Walid Raad
Better be watching the clouds
May 18 – June 30, 2023
Paula Cooper Gallery
521 W 21st Street, NYC

NEW YORK CITY | Paula Cooper Gallery has installed a new series of work by the Lebanon-born Conceptual artist Walid Raad entitled “Better be watching the clouds (2000/2017).” The presentation includes a selection of 15 plates from the series, on view from May 18 through June 30 at 521 West 21st Street.

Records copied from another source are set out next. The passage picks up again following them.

PR #584, opened 2022-09-07
Feature/bryan/remove old terraform

### LINKED ISSUE #448: Remove old amplify style deployment

BryanQuigley:
## Overview

This is 3 commits that:
 * Remove the amplify script and update the README removing taui/amplify
 * Remove all the old terraform/amplify code
 * Rename terraform-django to terraform.

The production setup was modified live without terraform to do the redirect from the old to the new site - so the old production terraform is not longer valid. We also don't want someone wasting time with the old code when they have to make a change in the future.  

### Checklist

## Testing Instructions

 * Confirm renames we're correct and that all code removed was actually dead.

Resolves #448


README.md
```diff
@@ -2,8 +2,6 @@
 
 Website to explore Choice Neighborhoods in the Boston area.
 
-[![Build Status](https://travis-ci.org/azavea/echo-locator.svg?branch=develop)](https://travis-ci.org/azavea/echo-locator)
-
 ## Requirements
 
 While Docker is the preferred development environment, steps for running directly on host
```
ktohalloran: It looks like the directions for running directly have been removed, so this line and the "to run directly" requirements below it can also be removed.

README.md
```diff
@@ -53,19 +39,6 @@ and run a development server:
 $ ./scripts/server
```
ktohalloran, line 33: Should we add `./scripts/setup` as a step here?

ktohalloran (approved):
Looks good! 👍 It's nice to see all of this old code removed! Just a few comments:

I feel like this is a good opportunity to verify if we're still using the `ALLOW_ANONYMOUS` env var and remove from `.env.sample` if not. @ddohler, `ALLOW_ANONYMOUS` was made unnecessary by our shift away from Amplify/Cognito, right?

I can't comment on this part of the `README` directly, but this also seems a good opportunity to update line 63 in the [Creating a staff user account section](https://github.com/azavea/echo-locator/blob/feature/bryan/remove_old_terraform/README.md#creating-a-staff-user-account) to specify that in the new setup, the superuser's email and username should match.

I think we can remove [lines 76-77](https://github.com/azavea/echo-locator/blob/develop/.gitignore#L76) in the root-level `.gitignore`.

README.md
BryanQuigley: Indeed. I had it above but not in a obvious format.  Changed

README.md
BryanQuigley: Removed those too

BryanQuigley:
Thanks Katie! - I had missed a good amount of the amplify bits in the readme.  All other changes made too.

Specifically want to call out ALLOW_ANONYMOUS which I removed from sample env file per above but still would like the +1 from Derek.

ddohler (approved):
Looks good! I couldn't find anything else that I would have deleted, and I didn't see anything that was deleted that looks like it needs to stick around.

Regarding `ALLOW_ANONYMOUS`, that can indeed be removed; it used to be a flag that the Amplify/Cognito components would use to determine whether to allow anonymous login, but we now [allow anonymous login unconditionally](https://github.com/azavea/echo-locator/blob/develop/src/frontend/src/components/custom-sign-in.js#L83-L94), so it shouldn't have any effect at this point.

I did notice one change, which is that there's a typo in the file name of `deployment/README.md` (it is currently `READEME.md`). Other than that though, this looks great and is a very satisfying cleanup!

BryanQuigley:
Thanks - corrected typo.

The plates in “Better be watching the clouds” show pages from a book of flora native to the Middle East where the heads of political leaders involved in, or contemporary with, the Lebanese Civil War appear as efflorescences. Its brightly colored blossoms budding with black and white photos of politicians recall the history of political critique and photomontage by artists such as Hannah Höch and John Heartfield.

Walid Raad

Raad’s index catalogs an extensive collection of players including

  • Muammar Gaddafi (Libya)
  • Margaret Thatcher (UK),
  • Anwar Sadat (Egypt),
  • Hosni Mubarak (Egypt),
  • Saddam Hussein (Iraq),
  • Jimmy Carter (USA),
  • Ronald Reagan (USA),
  • François Mitterrand (France),
  • Mikhail Gorbachev (Soviet Union),
  • Yasser Arafat (Palestine),
  • King Hussein of Jordan,
  • Ayatollah Khomeini (Iran),
  • Ali Khamenei (Iran),
  • Menachem Begin (Israel),
  • Yitzhak Shamir (Israel),
  • Shafik Wazzan (Lebanon),
  • Sheikh Zayed bin Sultan Al Nahyan (UAE),
  • Sheikh Jaber Al-Ahmad Al-Sabah (Kuwait)
Walid Raad at Paula Cooper Gallery

The series is accompanied by wall text that reads: “The following plates were donated to The Atlas Group in 2000. The anonymous donation came in a box labeled with the following words: Comrade leader, Comrade leader, you’d better be watching the clouds.”

Among the facts the art is built on, though they go unmentioned, are details of the artist’s life. He was born in Lebanon in 1967 and left that country as a high school teenager to escape what would be more than a decade and half of continuous warfare, with invasions by Israel and Syria and endlessly splintered sectarian conflicts. (Muslim versus Christian, Sunni versus Shiite, and so on.) Thousands of Lebanese died; more than a million were displaced. Beirut, the most beautiful of Mediterranean cities, was ruined.

Raad continued his education in the United States, focusing on photography and Middle Eastern studies at the Rochester Institute of Technology, and then on postcolonial theory in a doctoral program at the University of Rochester, where he completed a dissertation based partly on writing by American and European hostages held in Lebanon in the 1980s during the country’s civil wars.  Those years and wars became the subject of his first body of work


About Walid Raad
For over 25 years, Walid Raad (b. 1967, Lebanon) has created work that explores the ways in which events of physical and psychological violence affect bodies, minds, and culture.

His work has been shown in numerous international exhibitions, including Documenta 11 and 13 (2002 and 2012), the Istanbul Biennial (2015), the first Vienna Biennale (2015), the Whitney Biennial (2000 and 2002), and the 2003 and 2015 Venice Biennale, among others. Raad has had one-person exhibitions at the Hamburger Bahnhof, Berlin (2006), the Reina Sofia Museum, Madrid (2009), the Whitechapel Art Gallery, London (2010), Museo Tamayo, Mexico City (2011), Carré d’Art, Nîmes and MADRE Napoli (both 2014).

In 2015, Raad was the subject of a mid-career retrospective at the Museum of Modern Art, New York, that traveled to the Institute of Contemporary Art, Boston, and Museo Jumex, Mexico City. He is the recipient of numerous awards and prizes including the 2007 Alpert Award from CalArts, the 2011 Hasselblad Award, and the 2016 Infinity Award in Art from the International Center of Photography.

Raad currently lives in New York City where he teaches in The Cooper Union’s School of Art. He is also a member of Ashkal Alwan’s Home Workspace in Beirut, and the Gulf Labor Coalition.